The music of Arvo Pärt, one of the best known contemporary composers, is something I’ve always found attractive. From my first recording of Passio, which was, believe it or not, my beach music for a whole summer way back when, I’ve been an enthusiastic follower of his works. Like many contemporary composers of art music, particularly, it seems, Europeans, Pärt has produced a great deal of sacred music. The major works include Passio, Litany, the Kanon Pokajanen, and a haunting Stabat Mater. There are also a number of shorter works, quite often in the form of psalms set to music, as in the “Two Slavonic Psalms” premiered on this recording, which is itself a collection of some of his shorter sacred works.
Pärt has, since the late 1970s, worked largely in triads, essentially the same as Debussy’s “tone blocks,” which gives his music a strong likeness to early Church music. Indeed, he has deliberately used the modes and structures of medieval sacred music, although his vocabulary remains contemporary. (And it’s worth wondering if “contemporary” in this sense really denotes anything new.) This is the third of a series of surveys of Pärt’s shorter choral works by Paul Hillier, and if anything illustrates the composer’s strong roots in early music, it is Hillier’s interest and sympathy to Pärt’s works. Hillier, after all, made his reputation as an interpreter of medieval music.
Another aspect of Pärt’s work that needs attention: the composer has stated quite plainly that the language of the text in essence shapes the music he composes to accompany it, and in this case “accompany” is a weak term: read rather “illustrate,” “expand upon,” “illuminate.” Hillier, in his comments, discusses Pärt’s “rhetorical position” as it relates to the way he uses a text. Pärt composes for deeper meanings, as often working against the surface of the text as with it, and while he does this, he allows the sounds and structures of the language itself to shape the patterns in his compositions. Thus, the Passio, with a Latin text, has quite a different character than the Kanon Pokajanen, which uses an ancient text in Church Slavonic, and both differ from Litany, with a text in English. One thing that remains constant, however, is the unearthly quality of the music, a characteristic it shares with medieval plainsong and early polyphony. Since the majority of Pärt’s sacred works are a capella, the similarity to early music is even closer, particularly the music of fourteenth-century England.
There is also an immense potential for drama in the music, amply illustrated by these works, which display a range of Pärt’s concerns from the late 1970s to 2004. (A note about dates: Arvo Pärt has a tendency to play with “finished” compositions, rearranging, rethinking, and sometimes rescoring them, so that something like “An den Wassern zu Babel” is dated 1976/1984/1991. That’s a typical thing for him to do.) While Pärt’s music is often understated, he is also capable of bringing out a “wall of sound” to provide an almost overwhelming instensity to the experience.

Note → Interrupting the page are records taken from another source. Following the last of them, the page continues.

PR #374, opened 2017-12-28
Misc warning fixes and cleanup

seanm:


seanm:
hmmm, not sure why this shows "20 commits"...  It's the 7 commits from yesterday that I'd like to have merged.  Did I create this PR incorrectly?

examples/dpfp.c
```diff
@@ -28,6 +28,7 @@
 #include <stdlib.h>
 
 #include "libusb.h"
+#include "libusbi.h"
```
dickens: NAK, libusbi.h is for library use only.

examples/dpfp_threaded.c
```diff
@@ -32,6 +32,7 @@
 #include <fcntl.h>
 
 #include "libusb.h"
+#include "libusbi.h"
```
dickens: NAK, libusbi.h is for library use only.

examples/hotplugtest.c
```diff
@@ -22,12 +22,18 @@
 #include <stdio.h>
 
 #include "libusb.h"
+#include "libusbi.h"
```
dickens: NAK, libusbi.h is for library use only.

seanm:
Yes, it was for unused macro.

Generally, in my code, I suppress that warning like this:

```
(void)paramName;
```

Would that be ok?

Also, what is the correct way to revisit a change with the GitHub workflow?  To edit the commit?

dickens:
Yes, that approach is fine and is essentially what UNUSED does.

To update this, amend the appropriate commit and then force push to update the PR.

examples/hotplugtest.c
```diff
@@ -22,12 +22,18 @@
...
 
 int done = 0;
 libusb_device_handle *handle = NULL;
 
 static int LIBUSB_CALL hotplug_callback(libusb_context *ctx, libusb_device *dev, libusb_hotplug_event event, void *user_data)
 {
+	UNUSED(ctx);
```
dickens: This is also causing a build failure for earlier versions of Visual Studio. Variable declarations must come before any code in the current block scope.

seanm:
For consistency, shall I just get rid of the UNUSED macro entirely, and do everything the same way?

dickens:
Do you mean to get rid of the UNUSED macro from libusbi.h and all the uses of it within the library? If so, no I don’t think that’s what should be done. If anything, I would ensure that all unused variables within the library use the macro and all outside the library use the direct (void) approach.

seanm:
Yes, that's what I meant. It seems to me to make more sense to have a single approach, to spare one from having to think about which file one is editing.

dickens:
I’m not opposed to making a common header that the examples/tests can use to get useful macro definitions. This could even take care of things like _snprintf for VS2013 and earlier.

seanm:
Well, maybe subsequently... for now I've just changed the examples to not use the macro.

Everything else look ok?

dickens:
Still need to move the suppression statements below all variable declarations. This will fix the Visual Studio builds.

seanm:
I was hoping the lack of do/while (as in the macro) would solve that, but I guess not.  Odd that I can't repro that building as C89 with clang...

dickens:
PR merged via the following commits:

8e1a282 examples: ezusb: Renamed header guard variable to not use reserved identifier
830a9cb Fix unused parameter warnings
f66c63e examples: xusb: replaced insecure sprintf with snprintf
7338c2d core: Fixed deprecated attribute to work on clang
c1d8c8d Removed accidental double semi colons at end of line
0b3d4c6 Fixed various trivial cppcheck 1.80 warnings
96b89f9 WinCE: Fixed incorrect check of return value, found by cppcheck

Thanks for the work!

PR #378, opened 2018-01-09
Some WIP with 2 small fixes to merge

seanm:
@dickens @hjelmn I see that you are planning a release shortly, so you are probably being very conservative in what you merge at this point, but please at least cherry pick these two:

e4851c3
e6fbd27

anything else you can merge now or after the release... thx.

### DIFF
--- a/libusb/libusb.h
+++ b/libusb/libusb.h
@@ -3,7 +3,7 @@
  * Copyright © 2001 Johannes Erdfelt <johannes@erdfelt.com>
  * Copyright © 2007-2008 Daniel Drake <dsd@gentoo.org>
  * Copyright © 2012 Pete Batard <pete@akeo.ie>
- * Copyright © 2012 Nathan Hjelm <hjelmn@cs.unm.edu>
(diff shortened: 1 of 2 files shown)


dickens:
I've merged the following four commits:

568274d extend enum liusb_speed for 10000MBit/s case (as 3f6a48d)
e4851c3 Test use of kUSBDeviceSpeedSuper against SDK version (as c8069cd)
e6fbd27 Suppress deprecation warning when building against 10.13 SDK (as 4f9d585)
026e630 Improve error checking to prevent (very unlikely) null dereference (as fef88bf)

The rest we'll take for the next release. Thanks!

hjelmn:
@seanm What in this PR still needs to be brought into master? Its kind of a mess of commits right now.

hjelmn:
@seanm Let me try just cherry-picking those commits into a clean PR. Will need to do so anyway to get the nano updated.

hjelmn:
Looks like all the Dec 29 commits are already merged with exception of "extend enum liusb_speed for 10000MBit/s case".

PR #380, opened 2018-01-22
Added libusb_hotplug_get_user_data

gudenau:
I have a project that needs to be able to fetch `user_data` from a registered libusb callback, this patch adds `libusb_hotplug_get_user_data`.

### DIFF
--- a/libusb/libusb.h
+++ b/libusb/libusb.h
@@ -1993,6 +1993,17 @@ int LIBUSB_CALL libusb_hotplug_register_callback(libusb_context *ctx,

Hillier’s sense of the meaning of this music is remarkable. He has a facility for finding not only the understated subtleties but also the broad strokes and balancing them effortlessly. The Estonian Philharmonic Chamber Choir has long experience with Pärt’s music, and Hillier manages to bring out a sound at once rarified and substantial.
The one fault with this recording, and sometimes with Pärt’s music as a whole, is that there is insufficient variation from work to work to give a sense of separate identities. Da Pacem can easily be taken as one work in multiple movements, unless one is prepared to listen extremely closely for the subtle variations in mood that do happen. This is, however, an excellent introduction to the music of an important contemporary composer, performed with sensitivity and sympathy by one of the foremost interpreters of Pärt’s music.